### YOUR TASK
Which of the lines below hold the word "tried"? Pull each of them out.

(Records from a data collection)

+---+

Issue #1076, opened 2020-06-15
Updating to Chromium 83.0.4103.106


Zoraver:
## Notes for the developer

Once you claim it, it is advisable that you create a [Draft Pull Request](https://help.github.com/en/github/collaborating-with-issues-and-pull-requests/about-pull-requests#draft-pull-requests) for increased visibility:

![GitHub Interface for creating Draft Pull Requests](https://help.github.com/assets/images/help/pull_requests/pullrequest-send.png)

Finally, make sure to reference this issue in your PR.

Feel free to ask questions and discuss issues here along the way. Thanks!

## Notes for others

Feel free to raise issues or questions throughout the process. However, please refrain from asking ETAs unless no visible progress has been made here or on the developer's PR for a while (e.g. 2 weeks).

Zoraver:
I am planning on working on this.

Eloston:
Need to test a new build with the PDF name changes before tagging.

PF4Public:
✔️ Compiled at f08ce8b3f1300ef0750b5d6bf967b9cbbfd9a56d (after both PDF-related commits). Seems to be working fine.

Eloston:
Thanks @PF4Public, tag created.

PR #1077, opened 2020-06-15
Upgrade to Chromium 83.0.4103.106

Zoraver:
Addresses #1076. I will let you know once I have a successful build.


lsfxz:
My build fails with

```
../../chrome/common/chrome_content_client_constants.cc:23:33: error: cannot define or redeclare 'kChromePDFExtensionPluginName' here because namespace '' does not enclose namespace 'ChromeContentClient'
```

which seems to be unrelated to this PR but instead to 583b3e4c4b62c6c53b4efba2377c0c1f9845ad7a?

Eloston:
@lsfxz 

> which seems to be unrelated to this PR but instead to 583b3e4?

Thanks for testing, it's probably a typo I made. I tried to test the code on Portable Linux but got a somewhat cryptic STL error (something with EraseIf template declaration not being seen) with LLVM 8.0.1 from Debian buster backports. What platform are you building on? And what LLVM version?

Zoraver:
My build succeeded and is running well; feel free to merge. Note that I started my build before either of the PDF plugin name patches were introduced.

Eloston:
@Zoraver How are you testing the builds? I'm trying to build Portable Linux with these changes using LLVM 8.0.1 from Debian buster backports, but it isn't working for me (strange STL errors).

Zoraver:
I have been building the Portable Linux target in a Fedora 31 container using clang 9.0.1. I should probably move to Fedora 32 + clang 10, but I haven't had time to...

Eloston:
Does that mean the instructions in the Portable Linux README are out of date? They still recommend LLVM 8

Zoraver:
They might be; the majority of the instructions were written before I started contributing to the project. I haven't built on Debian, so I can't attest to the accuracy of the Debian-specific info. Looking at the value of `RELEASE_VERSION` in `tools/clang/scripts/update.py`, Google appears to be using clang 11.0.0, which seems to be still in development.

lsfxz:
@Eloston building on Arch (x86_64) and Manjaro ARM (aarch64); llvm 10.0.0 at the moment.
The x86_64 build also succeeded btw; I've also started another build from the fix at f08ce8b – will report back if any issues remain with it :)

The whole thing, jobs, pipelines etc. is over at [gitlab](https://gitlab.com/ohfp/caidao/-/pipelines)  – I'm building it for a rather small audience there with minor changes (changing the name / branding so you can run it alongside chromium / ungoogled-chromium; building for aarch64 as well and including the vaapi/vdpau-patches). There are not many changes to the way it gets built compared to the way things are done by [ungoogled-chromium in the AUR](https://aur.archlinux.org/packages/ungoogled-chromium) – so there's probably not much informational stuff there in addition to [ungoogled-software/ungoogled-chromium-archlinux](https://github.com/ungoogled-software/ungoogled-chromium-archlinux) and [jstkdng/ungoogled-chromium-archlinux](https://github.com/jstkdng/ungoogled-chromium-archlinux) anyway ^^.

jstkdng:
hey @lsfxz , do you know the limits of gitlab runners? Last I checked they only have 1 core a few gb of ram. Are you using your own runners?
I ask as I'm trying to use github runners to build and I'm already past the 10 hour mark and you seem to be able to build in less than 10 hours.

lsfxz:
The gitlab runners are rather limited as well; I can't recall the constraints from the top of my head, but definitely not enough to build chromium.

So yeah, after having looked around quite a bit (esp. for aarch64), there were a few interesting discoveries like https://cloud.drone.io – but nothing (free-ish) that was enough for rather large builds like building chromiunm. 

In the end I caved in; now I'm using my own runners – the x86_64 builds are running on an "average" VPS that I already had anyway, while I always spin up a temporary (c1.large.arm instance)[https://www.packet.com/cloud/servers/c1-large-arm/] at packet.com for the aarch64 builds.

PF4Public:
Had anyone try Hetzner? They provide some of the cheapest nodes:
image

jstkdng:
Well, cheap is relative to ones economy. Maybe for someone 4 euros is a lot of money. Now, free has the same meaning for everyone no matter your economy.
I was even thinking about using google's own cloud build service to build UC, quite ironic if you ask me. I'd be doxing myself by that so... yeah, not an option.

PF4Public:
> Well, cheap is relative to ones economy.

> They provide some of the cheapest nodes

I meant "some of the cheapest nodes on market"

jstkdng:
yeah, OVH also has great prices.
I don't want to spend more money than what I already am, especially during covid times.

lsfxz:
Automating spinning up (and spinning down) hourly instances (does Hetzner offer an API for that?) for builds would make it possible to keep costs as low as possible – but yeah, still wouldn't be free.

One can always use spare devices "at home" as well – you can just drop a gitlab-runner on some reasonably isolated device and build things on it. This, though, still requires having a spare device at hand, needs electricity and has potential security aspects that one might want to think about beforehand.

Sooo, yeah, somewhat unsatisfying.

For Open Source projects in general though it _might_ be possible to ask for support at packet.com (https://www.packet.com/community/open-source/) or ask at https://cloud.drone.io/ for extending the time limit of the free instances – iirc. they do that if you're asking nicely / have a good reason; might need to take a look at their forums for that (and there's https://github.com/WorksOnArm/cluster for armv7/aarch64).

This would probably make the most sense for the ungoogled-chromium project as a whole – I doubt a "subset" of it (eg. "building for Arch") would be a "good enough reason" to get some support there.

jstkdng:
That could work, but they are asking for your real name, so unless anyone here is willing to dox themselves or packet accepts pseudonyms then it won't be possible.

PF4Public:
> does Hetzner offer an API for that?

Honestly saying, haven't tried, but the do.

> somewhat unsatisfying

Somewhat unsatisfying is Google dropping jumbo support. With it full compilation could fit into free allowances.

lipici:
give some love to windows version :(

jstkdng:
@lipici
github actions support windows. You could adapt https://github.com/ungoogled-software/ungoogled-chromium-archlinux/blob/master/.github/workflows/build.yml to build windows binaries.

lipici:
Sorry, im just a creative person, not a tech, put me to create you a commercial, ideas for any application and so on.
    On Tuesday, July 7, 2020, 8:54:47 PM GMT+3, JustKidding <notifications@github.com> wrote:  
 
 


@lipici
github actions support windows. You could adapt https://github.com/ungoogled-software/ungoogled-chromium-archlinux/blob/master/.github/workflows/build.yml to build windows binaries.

+---+

### ANSWER SECTION
Thanks for testing, it's probably a typo I made. I tried to test the code on Portable Linux but got a somewhat cryptic STL error (something with EraseIf template declaration not being seen) with LLVM 8.0.1 from Debian buster backports. What platform are you building on? And what LLVM version?
Honestly saying, haven't tried, but the do.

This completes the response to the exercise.